Common PM2 operations

# Start from ecosystem file
pm2 start ecosystem.config.js --env production

# Graceful reload (zero-downtime if wait_ready + SIGINT drain implemented)
# PM2 starts a new process, waits for 'ready', then sends SIGINT to the old process
pm2 reload mcp-server

# Hard restart (kills immediately — drops all active SSE sessions)
pm2 restart mcp-server

# Monitor in real time (CPU, memory, logs)
pm2 monit

# Display process list with status, memory, CPU
pm2 list

# Tail logs
pm2 logs mcp-server --lines 100

# Flush logs (truncate log files)
pm2 flush mcp-server

# Show detailed info including environment and metadata
pm2 show mcp-server

# Stop without removing from process list
pm2 stop mcp-server

# Remove from process list
pm2 delete mcp-server

Use pm2 reload (not pm2 restart) for deployments. With wait_ready: true and a process.send('ready') call in the server, pm2 reload is zero-downtime: the new process starts and becomes healthy before the old process is stopped. Without wait_ready, there is a window between the old process stopping and the new process accepting connections. See MCP server zero-downtime deployment for the full reload sequence with health check gates.

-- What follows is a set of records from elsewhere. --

PR #109, opened 2020-05-04
slotting: Add Read instance for SlotNo

erikd:
* Read instance is needed for the CLI.
* Use the Quiet versions of Read/Show.


erikd:
Seems like I am losing my mind. Please disregard.

PR #117, opened 2020-05-22
HasCallStack in EpochInfo

edsko:
This is important, because the EpochInfo required by the Shelley ledger is
`EpochInfo Identity`, but that is really not possible, the `EpochInfo` we will
feed it has a limited range (and must do). We should fix Shelley, but until
such time, having the callstack available makes debugging a lot easier.


edsko:
Fixed.

PR #121, opened 2020-06-04
Update index-state and deps

erikd:


erikd:
@dcoutts ok-ed this in Slack.

PR #125, opened 2020-06-09
Add FiniteBytes

phadej:
This can be used as a value secure memory foreign pointer points
to. Later, we might want to revisit this
as all sizes are static (hash digest, key length, ...)
and not use Storable at all. Additional benefit
would be from not having `peek` and `poke`.

But currently, being able to peek and show maybe useful.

Monitoring PM2-managed MCP servers with AliveMCP

PM2 monitors the process from the inside: it knows whether the Node.js process is running, how much memory it uses, and how many times it has restarted. What PM2 cannot observe is whether the MCP server is reachable from outside the host: whether nginx is routing to it correctly, whether TLS is valid, whether the MCP initialize handshake completes successfully from a remote client's perspective.

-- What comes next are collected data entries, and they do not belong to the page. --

PR #129, opened 2020-06-22
Sodium hash

phadej:
Implementing `Hash` module using `libsodium`.

### DIFF
--- a/cardano-crypto-class/memory-example/Main.hs
+++ b/cardano-crypto-class/memory-example/Main.hs
@@ -17,7 +17,7 @@ import           System.Environment (getArgs)
 import           System.Posix.Process (getProcessID)
 #endif
 
-import qualified Data.ByteString as SB
+import qualified Data.ByteString as BS
 
 import           Cardano.Crypto.Libsodium
 import           Cardano.Crypto.Libsodium.MLockedBytes.Internal (MLockedFiniteBytes (..))
@@ -42,14 +42,14 @@ main = do
 
     -- example SHA256 hash
     do
-      let input = SB.pack [0..255]
+      let input = BS.pack [0..255]
       MLFB hash <- digestMLockedBS (Proxy @SHA256) input
       traceMLockedForeignPtr hash
       print (digest (Proxy @SHA256) input)
 
     -- example Blake2b_256 hash
     do
-      let input = SB.pack [0..255]
+      let input = BS.pack [0..255]
       MLFB hash <- digestMLockedBS (Proxy @Blake2b_256) input
       traceMLockedForeignPtr hash
       print (digest (Proxy @Blake2b_256) input)
--- a/cardano-crypto-class/memory-example/Main.hs
+++ b/cardano-crypto-class/memory-example/Main.hs
@@ -3,6 +3,7 @@
 {-# LANGUAGE OverloadedStrings #-}
 {-# LANGUAGE TypeApplications #-}
 
+-- deprecations disabled to allow using traceMLockedForeignPtr
 {-# OPTIONS_GHC -Wno-deprecations #-}
 module Main (main) where
 
--- a/cardano-crypto-class/memory-example/Main.hs
+++ b/cardano-crypto-class/memory-example/Main.hs
@@ -19,7 +19,7 @@ import           System.Posix.Process (getProcessID)
 import qualified Data.ByteString as SB
 
 import           Cardano.Crypto.Libsodium
-import           Cardano.Crypto.Libsodium.SecureBytes.Internal (SecureFiniteBytes (..))
+import           Cardano.Crypto.Libsodium.MLockedBytes.Internal (MLockedFiniteBytes (..))
 import           Cardano.Crypto.Hash (SHA256, Blake2b_256, digest)
 
 main :: IO ()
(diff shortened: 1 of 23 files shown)


phadej:
@dcoutts this is ready for review

cardano-crypto-class/src/Cardano/Crypto/Libsodium/Constants.hsc
```diff
@@ -0,0 +1,24 @@
...
+    CRYPTO_SHA512_STATE_SIZE,
+    CRYPTO_BLAKE2B_256_STATE_SIZE,
+    )  where
+
+#include <sodium.h>
+
+-- From https://libsodium.gitbook.io/doc/advanced/sha-2_hash_function
+-- and https://libsodium.gitbook.io/doc/hashing/generic_hashing
+
+type CRYPTO_SHA256_BYTES = #{const crypto_hash_sha256_BYTES}
```
nc6, line 16: Could use pattern synonyms for these, and then we can match on them

cardano-crypto-class/src/Cardano/Crypto/Libsodium/Hash.hs
```diff
@@ -0,0 +1,134 @@
...
+digestMLockedFB = digestMLockedStorable
+
+digestMLockedBS
+    :: forall h proxy. (SodiumHashAlgorithm h)
+    => proxy h -> SB.ByteString -> IO (MLockedFiniteBytes (SizeHash h))
+digestMLockedBS p bs = SB.useAsCStringLen bs $ \(ptr, len) -> do
+    digestMLocked p (castPtr ptr) len
+
+-------------------------------------------------------------------------------
+-- Hash expansion
```
nc6, line 73: Can you provide some more detail here? What is hash expansion, and why would I want to do it?

nc6: Oh, or this is specific to the SUM KES construction?

cardano-crypto-class/src/Cardano/Crypto/Libsodium/Memory/Internal.hs
```diff
@@ -0,0 +1,83 @@
...
+
+finalizeMLockedForeignPtr :: forall a. MLockedForeignPtr a -> IO ()
+finalizeMLockedForeignPtr = coerce (finalizeForeignPtr @a)
+
+traceMLockedForeignPtr :: (Storable a, Show a) => MLockedForeignPtr a -> IO ()
+traceMLockedForeignPtr fptr = withMLockedForeignPtr fptr $ \ptr -> do
+    a <- peek ptr
+    print a
+
+{-# DEPRECATED traceMLockedForeignPtr "Don't leave traceMLockedForeignPtr in production" #-}
```
nc6, line 44: Ah, deprecation is for this? Makes sense..

cardano-crypto-class/memory-example/Main.hs
```diff
@@ -12,7 +16,11 @@ import           System.Environment (getArgs)
 import           System.Posix.Process (getProcessID)
 #endif
 
-import           Cardano.Crypto.Libsodium (allocSecureForeignPtr, sodiumInit)
+import qualified Data.ByteString as SB
```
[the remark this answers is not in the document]
phadej: This was copied from `Cardano.Crypto.Hash.Class`

```
cardano-crypto-class/memory-example/Main.hs:import qualified Data.ByteString as SB
cardano-crypto-class/src/Cardano/Crypto/Hash/Class.hs:import qualified Data.ByteString as SB
cardano-crypto-class/src/Cardano/Crypto/Hash/Class.hs:import qualified Data.ByteString.Char8 as SB8
cardano-crypto-class/src/Cardano/Crypto/Libsodium/Hash.hs:import qualified Data.ByteString as SB
cardano-crypto-tests/src/Test/Crypto/Hash.hs:import qualified Data.ByteString as SB
```

should I change the rest too?

---

FWIW: HLint has an option to say how qualified modules should be named. E.g. https://github.com/phadej/phadej-universe/blob/2f1cb7169b89802fd9180e09d2f4397a06917d5b/z-scripts/.hlint.yaml#L69-L90

cardano-crypto-class/src/Cardano/Crypto/FiniteBytes.hs
```diff
@@ -0,0 +1,144 @@
+{-# LANGUAGE DataKinds           #-}
+{-# LANGUAGE KindSignatures      #-}
+{-# LANGUAGE MagicHash           #-}
+{-# LANGUAGE ScopedTypeVariables #-}
+{-# LANGUAGE UnboxedTuples       #-}
+module Cardano.Crypto.FiniteBytes
```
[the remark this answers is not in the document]
phadej: I figured out that I should use `PinnedFiniteBytes`, and maybe rename it to `PinnedSizedBytes` which would be a bit more obvious name, but will add the documentation there.

cardano-crypto-class/src/Cardano/Crypto/Libsodium/Constants.hsc
phadej: Note: `type`, not value.

cardano-crypto-class/src/Cardano/Crypto/Libsodium/Hash.hs
phadej: Yes this is specific to  SUM KES. The current name for this is `splitSeed`, but that one isn't good either as it uses *some* hashing (and produces seed of size specific to the hash function).

Better name would help.

FWIW, sodium's blake2b implementation allows to pass *key* to the hash function, thus AFAICS salting the result, which we do here manually. See https://libsodium.gitbook.io/doc/hashing/generic_hashing#usage

cardano-crypto-class/src/Cardano/Crypto/Libsodium/Memory/Internal.hs
phadej: Yes, makes `-Werror` useful and not only annoying ;)

cardano-crypto-class/memory-example/Main.hs
```diff
@@ -1,9 +1,13 @@
 {-# LANGUAGE CPP #-}
 {-# LANGUAGE RankNTypes #-}
+{-# LANGUAGE OverloadedStrings #-}
+{-# LANGUAGE TypeApplications #-}
+
+{-# OPTIONS_GHC -Wno-deprecations #-}
```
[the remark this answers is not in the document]
phadej: use of traceMLockedFiniteBytes, which shouldn't be present in non-testing/debug mode. Pushed a commit adding a comment.

cardano-crypto-class/src/Cardano/Crypto/Libsodium/Constants.hsc
nc6: Yep, sorry, saw how you were using it below.

cardano-crypto-class/memory-example/Main.hs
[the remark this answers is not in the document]
phadej: Renamed

cardano-crypto-class/src/Cardano/Crypto/FiniteBytes.hs
```diff
@@ -0,0 +1,144 @@
...
+        res <- c_sodium_compare_unsafe (byteArrayContents x) (byteArrayContents y) size
+        return (compare res 0)
+      where
+        size :: CSize
+        size = fromInteger (natVal (Proxy :: Proxy n))
+
+-- |
+--
+-- If given 'String' is too long, it is truncated,
+-- If it is too short, it is padded with zeros.
```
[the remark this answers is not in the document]
phadej: Done

phadej:
part of #138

AliveMCP probes the public endpoint every 60 seconds, validates the full MCP protocol handshake, and reports the result on a public status page. PM2 restart loops (the server crashes and restarts repeatedly) are visible to AliveMCP as a high restart rate — the /health endpoint returns 200 between restarts but the MCP handshake may fail during the restart window. AliveMCP's 60-second probe cadence detects restart loops within two probe windows (2 minutes) regardless of how fast PM2 restarts the process. See MCP server uptime monitoring for the probe sequence.